## What the task requires
Return, from the material below, each line in which "class" occurs.

━━━━━ The records

PR #3113, opened 2026-06-09
chore: clean up removed telemetry sending remnants

hauptmedia:
## Summary
- remove remaining telemetry sending configuration remnants after the sender was removed
- mark the legacy telemetry configuration REST endpoint as deprecated/no-op and document local diagnostics data accurately
- remove stale telemetry request timeout configuration and old test telemetry endpoint wiring

## Backport context
- Camunda 7 backport based on https://github.com/camunda/camunda-bpm-platform/issues/4483
- Original upstream PR: https://github.com/camunda/camunda-bpm-platform/pull/4486
- Upstream commit: https://github.com/camunda/camunda-bpm-platform/commit/aa1f15bddbf56b1ed9c79851c7d664beb5994565
- Backport inventory change unit: 4765

## Tests
- `git diff --check`
- `./mvnw -pl engine -DskipTests -Dskip.frontend.build=true -DskipChecks compile -q`
- `./mvnw -pl engine -Dtest=ManagementServiceTest#shouldAlwaysReturnFalseWhenFetchingIsTelemetryEnabled+shouldReturnFalseWhenToggleTelemetry,ManagementServiceGetTelemetryDataTest test -Dskip.frontend.build=true -q`
- `./mvnw -pl engine-rest/engine-rest -Dtest=TelemetryRestServiceTest test -Dskip.frontend.build=true -q`

### DIFF
--- a/engine/src/main/java/org/operaton/bpm/engine/impl/cfg/ProcessEngineConfigurationImpl.java
+++ b/engine/src/main/java/org/operaton/bpm/engine/impl/cfg/ProcessEngineConfigurationImpl.java
@@ -956,7 +956,6 @@ public abstract class ProcessEngineConfigurationImpl extends ProcessEngineConfig
   // OLEs for foreign key constraint violations on databases that rollback on SQL exceptions, e.g. PostgreSQL
   protected boolean enableOptimisticLockingOnForeignKeyViolation = true;
 
-  protected int telemetryRequestTimeout;
   protected TelemetryDataImpl telemetryData;
   protected DiagnosticsRegistry diagnosticsRegistry;
   protected DiagnosticsCollector diagnosticsCollector;
@@ -5242,15 +5241,6 @@ public abstract class ProcessEngineConfigurationImpl extends ProcessEngineConfig
 
   public ProcessEngineConfigurationImpl setTelemetryData(TelemetryDataImpl telemetryData) {
     this.telemetryData = telemetryData;
-    return this;
-  }
-
-  public int getTelemetryRequestTimeout() {
-    return telemetryRequestTimeout;
-  }
-
-  public ProcessEngineConfigurationImpl setTelemetryRequestTimeout(int telemetryRequestTimeout) {
-    this.telemetryRequestTimeout = telemetryRequestTimeout;
     return this;
   }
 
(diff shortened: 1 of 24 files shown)


engine/src/main/resources/org/operaton/bpm/engine/db/liquibase/baseline/liquibase.db2.create.engine.sql
```diff
@@ -40,9 +40,6 @@ values ('history.cleanup.job.lock', '0', 1);
 insert into ACT_GE_PROPERTY
 values ('startup.lock', '0', 1);
 
-insert into ACT_GE_PROPERTY
```
kthoms, line 43: If this is removed, a migration should also remove it. This would require schema >7.24

hauptmedia: I think it doesn't hurt for instances that are being migrated if they still have this property because there is no code anymore that is evaluating it. It's only a matter of having a clean database when initializing a new database. I would not increase the database version for this.

hauptmedia: I just saw that this is actually not changed in the camunda repo, i will remove it here

hauptmedia:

━━━━━━━━━━

## Solution to this task
@@ -956,7 +956,6 @@ public abstract class ProcessEngineConfigurationImpl extends ProcessEngineConfig
@@ -5242,15 +5241,6 @@ public abstract class ProcessEngineConfigurationImpl extends ProcessEngineConfig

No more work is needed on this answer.